# Trades & the GD Devil Site.



## Toasted Coastie (Feb 16, 2008)

My wife is going to kill me when I get home. I got 4 boxes in today at my office, and they all have death written all over them. The best I can hope for is she will get loaded tonight while out with the girls, and forget this ever happened.

Anyway, the Devil sites got me this week. 5Vegas Miami, Cien Anos, Sancho Panzas, Padillia Sigs, GoFs and ITC 10's spell doom for me. However, Bully came through in the Tat Black trade, and killed my wish list with a couple ISOM's I wanted, along with a Shark and a couple more GoF's.

Then of course, there is my incessant search for Liberty's. These are the 2005's, trader with a member on another forum. He shot me with a Party 160 tag-a-long.

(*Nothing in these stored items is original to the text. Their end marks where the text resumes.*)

Issue #227, opened 2026-08-06
Split pane by dragging existing tabs and separating panes


jcuhnoio:
### Description

Mainly inspired by Arc's split tabs, it would be useful if the user can drag tabs around and create split panes from existing tabs, and also be able to separate split panes into respective tabs.

Split panes will be created from existing tabs in two ways:
- Dragging a tab from the sidebar into another tab in the sidebar.
    - The user gets to choose where the tab goes in the horizontal axis for the initial split. If the "splitter tab" is dragged onto the left side of the "splitee tab", the splitter goes to the left, and vice versa.
    - This will be displayed in real-time in the sidebar, where the splitee tab moves around left or right.
    - This should only work for the first tab that gets split because once there are too many tabs in the split view, this would feel more janky than useful. After the first split, the splitee tab will be highlighted if a new splitter tab is dragged and hovered onto.
- Dragging a tab from the sidebar into the current pane.
    - The user gets to choose the direction of the split in both the horizontal and vertical axes as they have more screen space.
    - The current open tabs (the "splitee tabs") will move accordingly, showing a preview of where the tab will be dropped into before the user actually releases the tab.
    - The "splitter tab" will be a transparent window that follows the mouse that gets resized accordingly, and the space the splitter tab will go into would remain blank with an outline. 

Each tab in the split view will have a unique "container" rather than concatenating them with the pipe symbol, kinda like this:
<img width="217" height="42" alt="Image" src="https://github.com/user-attachments/assets/634efdaa-6b0d-42ed-b0c1-67c549c0e4dd" />

This will affect the sidebar UI of the current method of splitting panes as well.

Panes will separated when right-clicking the tab from the sidebar and selecting 'Separate panes', in which each pane in the split view will open into respective tabs.

### Motivation

I use this a lot with Arc when I have tabs that I have already opened that needs to be viewed simultaneously after they've been opened.

### Alternatives considered

I'm unsure of the technical feasibility of this as of now, like how much of a rewrite is needed to make this work with the current proposed UI. Simplifying UI animations while maintaining the intended feature may be the first step.

PR #228, opened 2026-08-06
Drag tabs into splits, rebuild pane reordering on one placement engine, and add Separate Panes

jcuhnoio:
Implements #227.

## What's here

- **Drag a sidebar tab onto another tab row** to merge the two into a split. On a single-pane destination, the half of the row you hover picks which side the dragged tab lands on — the splitee's row content slides aside in real time to show the drop slot (the issue's preview behavior); an already-split destination highlights whole and appends. The drag/drop region covers the entire row.
- **Drag a sidebar tab into the workspace, with level-aware targeting** (`TabDropPlacer`): the cursor picks not just a side but a LEVEL in the split tree, and the highlight previews exactly the region the tab will occupy.
  - Within 15% of a workspace edge on the layout's own axis → new top-level column/row, equalized (two columns become thirds). These side-by-side margins span the full cross-axis height, not gated by the corner triangles.
  - Within 15% of a divider → insert between the siblings, equalized (thirds).
  - In between → local split of the hovered pane (1/4 · 1/4 · 1/2).
  - On the perpendicular axis, the band from the midline to 75% takes the whole edge (e.g. a full-width bottom pane); deeper splits just the hovered pane.
- **The original pane reordering (the three-dots grab handle) is rebuilt on the same placement engine.** The old per-leaf drop targets could only reorder a pane relative to a single other pane; a grab-handle drag now resolves through the identical bands and preview, so a dragged pane can also take a whole edge or insert at a divider as an equal sibling. `TerminalTab.movePane(to:)` detaches the pane and re-merges it through the shared `mergeTree` — the moved pane always vanishes from its old spot (the tree collapses around it) and every other pane survives exactly once, pinned by test. The legacy `movePane(onto:zone:)` survives as a one-line alias into the shared path, so its whole test suite doubles as regression coverage; the quick terminal shares the same drop machinery (pane drags only).
- **Drop bands are capped per pane** at 30% of the hovered pane's extent, so skinny panes stay splittable: with four side-by-side columns the fixed workspace-relative bands used to swallow every pixel of every pane, making top/bottom placements unreachable. Two-pane layouts are numerically unchanged.
- **Separate Panes** context-menu item on split tabs: every pane after the first moves into its own tab, inserted in tree order after the source; shells and surfaces reused, never respawned.
- **Sidebar rendering for split tabs**: 2–3 panes render as one tab-like container per pane sharing the row (per-pane icon + title); 4+ panes collapse back to a single tab titled with the pane count ("4 panes"). A custom rename always wins, and clearing it falls back to the count.

## How

- The reshapes these drags produce remount the split tree, which exposed how fragile handing the pane-owned NSView directly to SwiftUI is (several distinct teardown orders can strand it). `TerminalSurface` now gives SwiftUI a disposable container per identity and re-parents the pane's real view into it, with layered healing — window-entry claim, orphan re-attach, late surface creation, and an observable `Pane.surfaceReattachTick` as the owner-of-last-resort so a stranded view always re-renders onto a container SwiftUI guarantees is alive. Verified with live `SurfaceAttach` event traces (debug logging kept in-tree) and headless repros via new DEBUG-only CLI verbs (`pane move`, `tab merge`) that drive the same code paths as the drags.
- `SplitNode.inserting(node:...)` generalizes the single-pane insert so a whole subtree lands beside a pane in one structural move; `tileUnits` is exposed to size drop previews.
- `TerminalTab.adoptTree`/`insertTree`/`mergeTree` are the tab-level merges — local drops keep the halving pref, divider/edge drops always equalize (their meaning is positional parity). `TabDropPlacer` is a pure resolver from a normalized cursor point to a target + preview rect.
- Workspace tab drops live on ONE workspace-level drop target (per-pane geometry can't see globality); pane drags keep the existing per-leaf zones. Both new drop delegates guard against the dropUpdated-after-performDrop race so highlights never stick.
- `AppState.mergeTab(intoTab:side:)` / `mergeTab(at:inProject:)` detach the source tab with panes alive, rebind routing identity on cross-project merges (mirroring `moveTab`), and restore the tab if the target vanished mid-drag. `separateTabPanes` is the inverse.

## Tests

- `TabDropPlacementTests`: the placement bands band-by-band, previews, full-height side-by-side margins, single-pane root, and nested-divider cases.
- `TerminalTabTests`: `adoptTree`/`insertTree`/`mergeTree` structure + ratio assertions (thirds, full-width half, 1/4-1/4-1/2), `sidebarRowTitle` rename behavior.
- `AppStateTests`: merge into tab (sides, whole-tree, self-merge no-op, cross-project rebind + activation), resolution-target merges, separate panes.


jcuhnoio:
Here's a demo:

https://github.com/user-attachments/assets/d0f2bb82-68f4-42f0-b55b-56ad8987ec6f

jcuhnoio:
I'd love to hear some feedback on the placement engine!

Good haul, but I can not be near the Devil Sites any more!


----------



## Snapperhead-cl (Jun 24, 2008)

Those look like some mighty good GoF.....Man hope you have the room


----------



## eggwhites (Apr 20, 2008)

Incredible haul. 

I love the Miami.


----------



## smokinj (Jan 16, 2008)

Sweet Ass haul Ron!


----------



## cboor001 (Aug 6, 2008)

Very nice pickups. You make me jealous... Enjoy them


----------



## sofaman (Jun 20, 2007)

Great Haul Ron!!!


----------



## Toasted Coastie (Feb 16, 2008)

I'm f'd when I get home man. I got to sneak this $h!t in the house man!


----------



## buttah (Jun 9, 2008)

WOW! What a haul those GoF's look yum meh!


----------



## dravensghost (Sep 21, 2007)

yowza
my wallet just hurts thinking of all those delicious morsels
but... must.... fight.... urges...
whatever would become of us without that devil site


----------



## Lighthouse (Sep 5, 2007)

I'd suggest considering your next investment to be in a flack jacket!:biggrin:

Those sticks are sure to draw fire!!:dribble:


----------



## ct2eng (Jun 17, 2008)

WOW Coastie nice


----------



## Snapperhead-cl (Jun 24, 2008)

I have still yet to use the devil site


----------



## JonDot (Mar 7, 2008)

Snapperhead said:


> I have still yet to use the devil site


Stay away from it!It will bring you nothing but trouble!(besides,you may be bidding against me & run the price up!):roflmao:


----------



## ngetal (Jul 6, 2008)

looks tasty! enjoy....


----------



## azpostal (Jul 12, 2008)

great haul


----------



## karmaz00 (Dec 5, 2007)

great pickups


----------



## DOZER (Sep 30, 2007)

Sweet haul!!


----------



## jitzy (Jan 7, 2007)

those are some awesome pic ups


----------



## big04deuce (May 16, 2008)

Great haul there!!!


----------



## Rah55 (Feb 13, 2008)

Time for a preemptive strike. Call her now. Tell her you're going out for dinner together at her favorite restaurant. Buy her drinks, lots of drinks and then on the way home, "Oh by the way honey........."


----------



## KaiSQ (Aug 4, 2008)

You're all sinners.


----------



## howland1998 (Dec 17, 2007)

The BOSS is gonna have your N*TS Ron!!!


----------



## ylo2na (Dec 11, 2007)

Toasted Coastie said:


> I'm f'd when I get home man. I got to sneak this $h!t in the house man!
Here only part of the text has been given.